Task statement>
What is the number of lines in the entries that contain "functions"? Reply with that number only.

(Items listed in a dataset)
________________

PR #42, opened 2019-06-21
Refactoring utils v2

martonsereg:
Cleanup of utils with various functions moved out of other packages.

In addition to @ostromart's changes:
- util functions that were declared in multiple files were cleaned up
- copyright and licence headers were added
- deleted `common.go` and moved path related util functions to `path.go`, others to `util.go` because both `util.go` and `common.go` was used to collect uncategorised util functions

________________

Exercise result>
3